Elie chooses as principal interpreters Albert Schweitzer, Pablo Casals, Leopold Stokowski, Glen Gould, and Yo-Yo Ma. Other performers, who feature on only a few pages each, include Rosalyn Tureck, Dietrich Fischer-Dieskau, and Lorraine Hunt Lieberson. These vignettes leave us wanting more, and yet the book probably holds together only because a handful of performers occupy centre stage.

Elie's seemingly narrow emphasis on recordings of Bach is a perfect illustration of the plenitude to be found in any corner of creation - not least when that corner belongs to human culture. Indeed, plenitude in finitude emerges as a central theme, since Bach's music is built on invention, the exploration of the boundless possibilities in even a humble tune. Reinventing Bach is a meditation on revival and return in new forms, on counterpoint, and the old made new, whether in Bach's own musical "borrowings", in transcription, or in recording and re-recording.

Towards the end, Elie becomes more confessional, although in a sense the book is a work of gentle apologetics throughout. "Possibly", he says, what he has written "smells of the church". He describes his book as an "offering" - to Bach, certainly, but also to God, since Elie is no idolater attempting to construct "a religion around the music of Bach". No: "The religion out of which Bach constructed his music is religion enough."

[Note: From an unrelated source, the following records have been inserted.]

PR #949, opened 2026-04-24
Reduce MDD

WoutPiessens:
Continuing on #924 and #945, I added an auxiliary function _reduce() to the MDD global constraint that identifies equivalent nodes: in other words, nodes with the same set of completing suffixes.

### DIFF
--- a/cpmpy/expressions/globalconstraints.py
+++ b/cpmpy/expressions/globalconstraints.py
@@ -112,6 +112,7 @@
         ShortTable
         NegativeTable
         Regular
+        MDD
         IfThenElse
         InDomain
         Xor
@@ -133,6 +134,7 @@
 
 """
 import warnings
+from collections import defaultdict
 from typing import cast, Literal, Optional, Iterable, Any, TYPE_CHECKING
 import numpy as np
 
@@ -141,7 +143,7 @@ import cpmpy as cp
 from ..exceptions import TypeError
 from .core import Expression, BoolVal, ExprLike, ListLike
 from .variables import cpm_array, intvar, boolvar, _BoolVarImpl, _IntVarImpl, NDVarArray
-from .utils import all_pairs, is_int, is_bool, STAR, get_bounds, argvals, is_any_list, flatlist, is_num, is_boolexpr, implies
+from .utils import all_pairs, is_int, is_bool, STAR, get_bounds, argvals, is_any_list, flatlist, is_num, is_boolexpr, implies, argval
 
 if TYPE_CHECKING:
     from cpmpy.solvers.solver_interface import SolverInterface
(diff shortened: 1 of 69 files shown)


cpmpy/expressions/globalconstraints.py
```diff
@@ -960,6 +961,42 @@ def __init__(self, array: ListLike[Expression], transitions: ListLike[tuple[int|
...
+
+    def _reduce(self):
+        """
+        Auxiliary function that reduces the original MDD by merging nodes with equivalent suffixes
+        Alters the mapping in-place.
+        """
+        arr, _ = self.args
+        substitutions = {}
+
+        for i in range(len(arr)-1, -1, -1):
```
IgnaceBleukx: can be more explicit and readable: `for i in reversed(range(len(arr))`

cpmpy/expressions/globalconstraints.py
```diff
@@ -960,6 +961,42 @@ def __init__(self, array: ListLike[Expression], transitions: ListLike[tuple[int|
...
+            for equiv_nodes in groups.values():
+                # First node chosen as representative, others are merged with it
+                rep = equiv_nodes[0]
+                for node in equiv_nodes[1:]:
+                    substitutions[node] = rep
+                    self.mapping.pop(node, None)
+
+            # Mapping is redirected to representative nodes for the previous layer in the MDD
+            # This is needed to ensure that the groups for level i-1 are correctly identified in the next iteration
+            for node in (n for n in self.levels if self.levels[n] == i-1):
```
IgnaceBleukx: You don't need to do this here, you can instead loop over the transition function in the loop at line 980-981 and do the substitution there

IgnaceBleukx: That saves you another loop over all of the `level_nodes`

cpmpy/expressions/globalconstraints.py
```diff
@@ -960,6 +961,42 @@ def __init__(self, array: ListLike[Expression], transitions: ListLike[tuple[int|
...
+        substitutions = {}
+
+        for i in range(len(arr)-1, -1, -1):
+            level_nodes = [n for n in self.levels if self.levels[n] == i]
+            groups = defaultdict(list) # All nodes with the same transition function are grouped together, and can be merged
+
+            for node in level_nodes:
+                transition_function = self.mapping[node]
+                signature = tuple(sorted(transition_function.items()))
+                groups[signature].append(node)
```
IgnaceBleukx, line 992: add a comment why you sort this?

cpmpy/expressions/globalconstraints.py
IgnaceBleukx: maybe also a comment or smt: "loop backwards over MDD levels from sink to root" or smt?

IgnaceBleukx (changes requested):
Good, some cleanups and improvements for readibility possible.

Please also add a small tests `tests/test_globalconstraints.py` to ensure the reduce step is working correctly.

cpmpy/expressions/globalconstraints.py
```diff
@@ -960,6 +961,45 @@ def __init__(self, array: ListLike[Expression], transitions: ListLike[tuple[int|
...
+                # Ordered tuple of (value, destination node) pairs, serves as a unique signature for equivalent transition functions
+                signature = tuple(sorted(transition_function.items()))
+                groups[signature].append(node)
+
+            for equiv_nodes in groups.values():
+                # First node chosen as representative node, others are merged with it
+                rep = equiv_nodes[0]
+                for node in equiv_nodes[1:]:
+                    substitutions[node] = rep
+                    self.mapping.pop(node, None)
```
tias, line 999: OK, now I'm starting to question a lot of things...

I see you delete it here from `self.mapping`, but `self.args` is `(arr, transitions)` and there is no deleting from 'transitions' here..

so then, are we storing duplicate information, e.g. the constructor is storing `self.mapping` and `self.levels`, but if this can be recreated from 'transitions' then there is actually no need to store it in our constraint? We can just create it when we need it (e.g. with a helper funciton, or just 'there' if that is the only place that needs it)...

because now, you are reducing the mapping, but your self.levels and your 'transitions' tables are untouched, which is inconsistent (and could even lead to unnecessary Booleans, or unnecessary edges in a propagator)

tias (commented):
from what I see and realize now, the constructor does too much work...

it should just store (arr, transitions), then self.root_node,
and then it can compute self.sink_node by taking set(id2) - set(id1)?

and then the `_get_complete_mdd()` would become `get_mapping(complete=True)` which would create those (mapping, levels) for decompose?

so then the question is reduce, the goal is to rewrite/remove rows from the table, right? can that be done more directly?

If not, then at the least I think you should make sure that reduce keeps self.levels and self.mapping correct too?

tias:
I don't want to complicate things... but I don't like double information either.

I checked the type: 'transitions' does not actually contain variables, it never will, its constants. `self.args` is for things that can contain variables.

So we actually don't need to store 'transitions' I think... we can just build self.mapping (and self.levels) and then keep most of the code the same (we just walk over mapping most of the time I assume), and then the reduce code just needs to make sure that removed nodes are removed from self.levels too?

WoutPiessens:
The way I see it is as follows: transitions is only an input argument to the MDD global, and is used to build self.mapping in the constructor. After that, transitions is indeed no longer needed, and it's never used outside of the constructor. self.mapping is the internal representation of the MDD, which changes when calling reduce(). But indeed, removed nodes do need to be removed from self.levels too since that is used outside of the constructor.

cpmpy/expressions/globalconstraints.py
```diff
@@ -939,13 +940,15 @@ def __init__(self, array: ListLike[Expression], transitions: ListLike[tuple[int|
                 raise TypeError(
                     f"The second argument of an MDD constraint should be a list of transitions ({_node_type}, int, {_node_type})")
 
-        super().__init__("mdd", (array, transitions))
+        super().__init__("mdd", (array,))
+        self.transitions = transitions
```
tias: I don't think you need transitions... the choco global can just reconstruct it from self.mapping...

keeping it means you sitll have duplicated (wrong) information after reduce...

cpmpy/expressions/globalconstraints.py
```diff
@@ -939,13 +940,15 @@ def __init__(self, array: ListLike[Expression], transitions: ListLike[tuple[int|
...
         self.root_node = transitions[0][0] if start is None else start
         self.mapping: dict[int | str, dict[int, int | str]] = defaultdict(dict)  # mapping from source node and transition value to destination node
         for id1, v, id2 in transitions:
             self.mapping[id1][v] = id2
 
         self.levels = {self.root_node: 0}
+        self.nodes = [self.root_node]
```
tias: I don't think you need this either... its self.levels.keys()?

cpmpy/expressions/globalconstraints.py
```diff
@@ -954,12 +957,53 @@ def __init__(self, array: ListLike[Expression], transitions: ListLike[tuple[int|
...
+        """
+        Auxiliary function that reduces the original MDD by merging nodes with equivalent suffixes
+        Alters the mapping in-place.
+        """
+        arr = self.args[0]
+        substitutions = {}
+
+        # Loop backwards over MDD levels, from sink to root node
+        for i in reversed(range(len(arr))):
+            level_nodes = [n for n in self.levels if self.levels[n] == i]
```
tias: there is a better pattern for this kind of access to both the key and the value in python:
`[n for (n, lvl) in self.levels.items() if lvl == i]`

tests/test_transf_decompose.py
```diff
@@ -200,9 +200,10 @@ def test_decompose_linear(self):
         assert len(decomp) == 1
         assert isinstance(decomp[0], cp.MDD)
         # need more thorough test, order of transistions is not fixed
-        arr, transitions = decomp[0].args
+        arr = decomp[0].args[0]
+        transitions = decomp[0].transitions
```
tias: this will become `sum(len(valdict) for valdict in decomp[0].values())` without transitions

tias (changes requested):

tests/test_transf_decompose.py
WoutPiessens: This didn't work, but I will construct the transitions from the MDD mapping using a list comprehension

tias (approved):
great

cpmpy/expressions/globalconstraints.py
```diff
@@ -939,7 +940,7 @@ def __init__(self, array: ListLike[Expression], transitions: ListLike[tuple[int|
                 raise TypeError(
                     f"The second argument of an MDD constraint should be a list of transitions ({_node_type}, int, {_node_type})")
 
-        super().__init__("mdd", (array, transitions))
+        super().__init__("mdd", (array,))
```
IgnaceBleukx, line 943: Why not just save `tuple(array)` as the args? No need to wrap it in another tuple

IgnaceBleukx: Also, you'll need to update the `__repr__` method. Now it will only print MDD(array)

tests/test_globalconstraints.py
```diff
@@ -639,6 +639,28 @@ def test_regular(self):
...
+        transitions = [("src", 0, "a1"), ("src", 1, "b1"), ("src", 2, "c1"), ("a1", 1, "a2"), ("b1", 1, "b2"), ("c1", 2, "c2"),
+                       ("a2", 0, "snk"), ("b2", 0, "snk"), ("c2", 0, "snk")]
+
+        start = "src"
+
+        solutions = [(0,1,0), (1,1,0), (2,2,0)]
+        reduced_sols = set()
+        non_reduced_sols = set()
+
+        reduced_model = cp.Model(cp.MDD(x, transitions, start=start, reduce=True))
```
IgnaceBleukx: Add a check that it is indeed reduced? E.g., expected output of the MDD?

IgnaceBleukx (approved):
Great, some final small comments that need to be addressed before merging (I'll already approve otherwise I have to re-review...)

cpmpy/expressions/globalconstraints.py
tias: (array,) is imho the correct way; the array is the first (and only) argument; otherwise there are n-ary arguments (and it gets modified if its an array).

I consider it a mistake that many of our other expressions store n-ary arrays in args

We read various assessments here of the value of Bach's music: as consolation, for instance, or as preparation for moral labour. Most perceptive of all is the suggestion that this music is supremely "supererogatory". It is "enough and more than enough", and recording only amplifies this superabundance. As Elie almost writes, Bach's music is an embodiment of grace. As evidence, listen to the Gratias agimus tibi ("We thank you for your great glory") of the B-minor Mass. The trumpets hug the soprano line, but then peel off, adding an unexpected fifth part to the counterpoint, and then a sixth. This is how the superabundance of grace sounds. Listen; read this book; and be, indeed, thankful. 

Dr Andrew Davison is Tutor in Doctrine at Westcott House, Cambridge.